Я совершенно теряюсь, я не замечаю ни малейшего оттенка фальши, но это «Мама» было подобно удару ножа в мое сердце, отсюда уверенность — это «перевертыш», но всё прочее крайне правдоподобно. Это крайне плохо: я пока не состоянии отличить правды от лжи, которую бездушный доктор Прометеус поместил в мою голову и от которой я должен избавиться и это вопрос жизни и смерти.
— Ты била когда-нибудь моего сына? — спрашивает мама.
— Было дело, неохотно отвечает Китнисс, — в тренировочном центре, после того, как он признался в любви ко мне всем этим придуркам, а на меня как-будто ледяной ливень обрушился.
— И что ты чувствовала, когда била моего сына? — спрашивает Виктория Мелларк.
— Наслаждение — отвечает Китнисс, ее голос изменился, он какой-то притягательный, чарующий, но совершенно ненастоящий.

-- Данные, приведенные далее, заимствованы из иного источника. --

PR #12, opened 2020-03-18
Added examples for various objects

Justintime50:
The Go library didn't have any examples like many of our other libraries. This PR adds various basic examples for objects like addresses, parcels, shipments, scanforms, and batches. Additionally, the example on the README threw various type errors so that example has been corrected in this PR too.

### DIFF
--- a/examples/addresses/create_address.go
+++ b/examples/addresses/create_address.go
@@ -1,0 +1,41 @@
+package main
+
+import (
+	"encoding/json"
+	"fmt"
+	"github.com/EasyPost/easypost-go"
+	"os"
+)
+
+func main() {
+	apiKey := os.Getenv("EASYPOST_API_KEY")
+	if apiKey == "" {
+		fmt.Fprintln(os.Stderr, "missing API key")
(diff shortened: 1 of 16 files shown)


examples/addresses/create_address.go
```diff
@@ -0,0 +1,41 @@
...
+	if err != nil {
+		fmt.Fprintln(os.Stderr, "error creating to address:", err)
+		os.Exit(1)
+		return
+	}
+
+	prettyJSON, err := json.MarshalIndent(toAddress, "", "    ")
+    if err != nil {
+		fmt.Fprintln(os.Stderr, "error creating JSON:", err)
+    }
```
att14, line 39: This formatting appears to be off in all the files.

```suggestion
	if err != nil {
		fmt.Fprintln(os.Stderr, "error creating JSON:", err)
	}
```

Justintime50: Is this only off on this particular if statement? Shows as indented with 4 spaces in VS Code but after re-indenting it I found it was lying.

PR #17, opened 2020-06-04
Added rate retrieval and example

Justintime50:
Moved the rate struct to its own file and added rate retrieval functionality along with an example as all other CLs have rate retrieval.


examples/rates/retrieve_rate.go
```diff
@@ -0,0 +1,32 @@
...
+		fmt.Fprintln(os.Stderr, "error retrieving rate:", err)
+		os.Exit(1)
+		return
+	}
+
+	prettyJSON, err := json.MarshalIndent(rate, "", "    ")
+	if err != nil {
+		fmt.Fprintln(os.Stderr, "error creating JSON:", err)
+	}
+	fmt.Printf("%s\n", string(prettyJSON))
```
thwarted, line 31: You can use `fmt.Println(string(prettyJSON))` here for the same effect.

examples/rates/retrieve_rate.go
```diff
@@ -0,0 +1,32 @@
...
+	if err != nil {
+		fmt.Fprintln(os.Stderr, "error retrieving rate:", err)
+		os.Exit(1)
+		return
+	}
+
+	prettyJSON, err := json.MarshalIndent(rate, "", "    ")
+	if err != nil {
+		fmt.Fprintln(os.Stderr, "error creating JSON:", err)
+	}
```
thwarted, line 30: Things would appear to be in an error state at this point, but this just continues on, no exit or return.

Justintime50: Not sure I follow, I ran this and it printed the rate object in JSON.

thwarted: If it can't marshal the struct into formatted JSON, it emits the error, and then continues on to print the value of prettyJSON.  This isn't strictly a problem and is probably unlikely, since prettyJSON should be empty, but it is of questionable style to continue on in the event of an error like this: it makes it look like you missed something.

Justintime50: Oh I see, it's missing:

```go
os.Exit(1)
return
```

Added and pushed! Thanks.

Что за бред? «Перевертыш» чертов, детище бездушного Прометеуса Лайонса, как мне рассказывал Плутарх Хевенсби, когда разъяренные повстанцы пошли на штурм Капитолия и режиму Сноу пришёл конец, жуткий, жестокий, кровавый предел, Прометеус не выражал никаких чувств, работал над усовершенствованием своего «адского детища» до последнего и когда он вышел случайно в коридор, он увидел, что из «лаборатории специального назначения» сбежали миротворцы охраны и его, Прометеуса, прихлебатели-подручные, изверги —«доктора», ни единой души не осталось, услышал рокочущий снаружи грохот, безошибочно определил, что наступление мятежников проходит очень успешно и без каких-либо треволнений вошёл в свой кабинет и вынул из сейфа цианистый калий, которым обычно травил «подопытных узников» по распоряжению президента. Когда мальчишка-повстанец из дистрикта 9, 15 лет от роду, первый ворвался в здание и нашел труп Лайонса его потрясло выражение лица покойного, которое не выражало абсолютно ничего и вообще не было похоже на человеческое лицо.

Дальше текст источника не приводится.